- **Exercise**
Only the lines with "lang" in them need to be copied from the listing.

- **Dataset content**
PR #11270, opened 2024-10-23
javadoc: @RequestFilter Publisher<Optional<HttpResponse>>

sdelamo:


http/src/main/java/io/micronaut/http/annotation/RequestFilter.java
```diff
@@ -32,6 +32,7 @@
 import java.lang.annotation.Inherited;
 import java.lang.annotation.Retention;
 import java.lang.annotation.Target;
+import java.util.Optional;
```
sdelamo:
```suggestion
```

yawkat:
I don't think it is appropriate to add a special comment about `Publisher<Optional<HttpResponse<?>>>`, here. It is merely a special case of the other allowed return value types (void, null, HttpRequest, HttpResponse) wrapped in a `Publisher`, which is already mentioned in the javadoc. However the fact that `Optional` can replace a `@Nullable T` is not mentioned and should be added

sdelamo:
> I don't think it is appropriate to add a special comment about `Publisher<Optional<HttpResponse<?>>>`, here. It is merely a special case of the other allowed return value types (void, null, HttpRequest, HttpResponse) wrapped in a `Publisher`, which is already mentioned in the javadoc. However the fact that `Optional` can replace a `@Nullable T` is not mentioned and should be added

- **Solution to this problem**
 import java.lang.annotation.Inherited;
 import java.lang.annotation.Retention;
 import java.lang.annotation.Target;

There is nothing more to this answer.